PR #6897, opened 2023-09-08
Allow batched parameters in MvNormal and MvStudentT distributions

ricardoV94:
Also provides default zero mu

Related to #5383

----
:books: Documentation preview :books:: https://pymc--6897.org.readthedocs.build/en/6897/

### DIFF
--- a/pymc/distributions/multivariate.py
+++ b/pymc/distributions/multivariate.py
@@ -115,40 +115,37 @@ nan_lower_cholesky = partial(cholesky, lower=True, on_error="nan")
 
 
 def quaddist_matrix(cov=None, chol=None, tau=None, lower=True, *args, **kwargs):
-    if chol is not None and not lower:
-        chol = chol.T
-
     if len([i for i in [tau, cov, chol] if i is not None]) != 1:
         raise ValueError("Incompatible parameterization. Specify exactly one of tau, cov, or chol.")
 
     if cov is not None:
         cov = pt.as_tensor_variable(cov)
-        if cov.ndim != 2:
-            raise ValueError("cov must be two dimensional.")
+        if cov.ndim < 2:
+            raise ValueError("cov must be at least two dimensional.")
     elif tau is not None:
         tau = pt.as_tensor_variable(tau)
-        if tau.ndim != 2:
-            raise ValueError("tau must be two dimensional.")
-        # TODO: What's the correct order/approach (in the non-square case)?
-        # `pytensor.tensor.nlinalg.tensorinv`?
+        if tau.ndim < 2:
+            raise ValueError("tau must be at least two dimensional.")
         cov = matrix_inverse(tau)
     else:
-        # TODO: What's the correct order/approach (in the non-square case)?
         chol = pt.as_tensor_variable(chol)
-        if chol.ndim != 2:
-            raise ValueError("chol must be two dimensional.")
+        if chol.ndim < 2:
+            raise ValueError("chol must be at least two dimensional.")
+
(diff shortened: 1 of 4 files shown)


twiecki:
Is this enabled by the new `pt.vectorize`?

ricardoV94:
> Is this enabled by the new `pt.vectorize`?

Yes

pymc/distributions/multivariate.py
```diff
@@ -391,7 +357,7 @@ class MvStudentT(Continuous):
     rv_op = mv_studentt
 
     @classmethod
-    def dist(cls, nu, Sigma=None, mu=None, scale=None, tau=None, chol=None, lower=True, **kwargs):
+    def dist(cls, nu, *, Sigma=None, mu, scale=None, tau=None, chol=None, lower=True, **kwargs):
```
fonnesbeck: Sigma is optional but mu is not?

ricardoV94:
The failing tests are fixed by #6903 and latest patch release of PyTensor

pymc/distributions/multivariate.py
ricardoV94: You need to provide one of the several alternatives (chol, tau, etc...), it raises later if none is given

aseyboldt: I think it would be nice if an unspecified (so None) mu would be equivalent to passing mu=zeros(n). And the same for the MvNormal?
Seems this wasn't happening before though...

ricardoV94:
Need to sort out https://github.com/pymc-devs/pytensor/issues/451 first

tests/distributions/test_multivariate.py
```diff
@@ -330,6 +330,41 @@ def test_mvnormal_init_fail(self):
             with pytest.raises(ValueError):
                 x = pm.MvNormal("x", mu=np.zeros(3), cov=np.eye(3), tau=np.eye(3), size=3)
 
+    @pytest.mark.parametrize("batch_mu", (False, True))
+    @pytest.mark.parametrize("batch_cov", (False, True))
+    @pytest.mark.parametrize("cov_form", ("cov", "tau", "chol_lower", "chol_upper"))
```
ricardoV94, line 337: @fonnesbeck now testing `chol` parametrizations as well. That was an oversight on my end :)

pymc/distributions/multivariate.py
ricardoV94: Mu now defaults to zero in both MvNormal and MvStudentT

ricardoV94:
This now depends on #6934

pymc/distributions/multivariate.py
```diff
@@ -333,14 +294,21 @@ def _supp_shape_from_params(self, dist_params, param_shapes=None):
...
     @classmethod
     def rng_fn(cls, rng, nu, mu, cov, size):
+        if size is None:
+            # When size is implicit, we need to broadcast parameters correctly,
+            # so that the MvNormal draws and the chisquare draws have the same number of batch dimensions.
+            # nu broadcasts mu and cov
+            if np.ndim(nu) > max(mu.ndim - 1, cov.ndim - 2):
+                _, mu, cov = broadcast_params((nu, mu, cov), ndims_params=cls.ndims_params)
+            # nu is broadcasted by either mu or cov
+            elif np.ndim(nu) < max(mu.ndim - 1, cov.ndim - 2):
```
fonnesbeck, line 304: Is there no equivalence condition?

fonnesbeck (approved):
LGTM

PR #8020, opened 2025-12-23
Pre-sampling validation for shape mismatches in PyMC

### LINKED ISSUE #7891: Check idata dims/coords for consistency before sampling begins

arec1b0:
# Pre-sampling validation for shape mismatches in PyMC

## Description
This PR implements pre-sampling validation to catch shape mismatches between model coordinates and variable dimensions **before** sampling begins, preventing potentially hours of wasted computation time.

Previously, PyMC would happily sample for extended periods only to fail during the final `InferenceData` conversion step when shape inconsistencies existed between model `coords` and variable `dims`.  
This PR adds a validation function that runs a smoke test **before** sampling starts, evaluating variable shapes and comparing them against declared dimensions to catch errors early.

---

### 1. Added `_validate_idata_conversion()` function in `mcmc.py`
- Uses PyTensor’s shape compilation to evaluate **actual** variable shapes  
- Compares declared `dims` against coordinate lengths  
- Provides **clear, actionable** error messages indicating exactly which variable has the problem and how to fix it  
- **Minimal overhead**: single shape evaluation, no sampling  

### 2. Integrated validation into `sample()` function
- Automatically runs when `return_inferencedata=True` (the default)  
- Executes **after** initial points are created but **before** any sampling begins  
- Gracefully handles errors without breaking existing workflows  

### 3. Comprehensive test suite in `test_issue_7891.py`
- Tests the exact scenario from the issue (deterministic with wrong `dims`)  
- Validates that **correct** models still work normally  
- Covers edge cases (scalar variables, multi-dimensional arrays)  
- Ensures **helpful** error messages are produced  

---

## Benefits
✅ **Saves computation time**: Catches errors immediately instead of after hours of sampling  
✅ **Better UX**: Clear error messages tell users exactly what’s wrong and how to fix it  
✅ **Minimal overhead**: Fast shape evaluation without actual sampling  
✅ **Backwards compatible**: Only runs when creating `InferenceData`; doesn’t affect existing code  
✅ **Comprehensive**: Works with scalars, multi-dimensional variables, and deterministics  

---

## Example

**Before this PR**, the following model would sample for hours then fail:

```python
with pm.Model(coords={"obs": range(10)}) as m:
    μ = pm.Normal("μ")
    y = pm.Deterministic("y", μ, dims="obs")  # shape mismatch!
    trace = pm.sample()
```

**After this PR**, it **fails immediately** with a helpful error:

```
ValueError: Variable 'y' has shape () but its dimension 'obs' implies length 10.
Verify that the variable's shape matches the coordinate length.
```

---

## Related Issue
Closes [#7891](https://github.com/pymc-devs/pymc/issues/7891)

---

## Checklist
- [x] Added necessary documentation (docstrings in the validation function)  
- [x] Each commit corresponds to a relevant logical change  

---

## Type of change
- New feature / enhancement  
- Bug fix (prevents wasted computation from preventable errors)

### DIFF
--- a/pymc/sampling/mcmc.py
+++ b/pymc/sampling/mcmc.py
@@ -857,6 +857,11 @@ def sample(
         if isinstance(step, list):
             step = CompoundStep(step)
 
+    # Validate that InferenceData conversion will work before sampling
+    # This catches shape/dimension mismatches early to avoid wasting compute time
+    if return_inferencedata:
+        _validate_idata_conversion(model, initial_points[0], idata_kwargs or {})
+
     if var_names is not None:
         trace_vars = [v for v in model.unobserved_RVs if v.name in var_names]
         trace_vars = model.replace_rvs_by_values(trace_vars)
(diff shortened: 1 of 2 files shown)


ricardoV94:
As linked and discussed to in the original issue the alternative to just fail gracefully is being investigated, specifically https://github.com/pymc-devs/pymc/pull/7912

The check proposed in this PR seems rather inefficient and will incur an overhead that would at least have to be benchmarked.

Also the LLM "summary" with 100 lines of code is not useful at all. Please summarize better if the LLM can't do it itself.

· · · ·

§ Work order
Everything from the line with "- [x] Each commit" through the line with "step = CompoundStep(step)" should be written out exactly as it appears above, end lines included, and nothing outside that range.

§ Exercise solution
- [x] Each commit corresponds to a relevant logical change  

---

## Type of change
- New feature / enhancement  
- Bug fix (prevents wasted computation from preventable errors)

### DIFF
--- a/pymc/sampling/mcmc.py
+++ b/pymc/sampling/mcmc.py
@@ -857,6 +857,11 @@ def sample(
         if isinstance(step, list):
             step = CompoundStep(step)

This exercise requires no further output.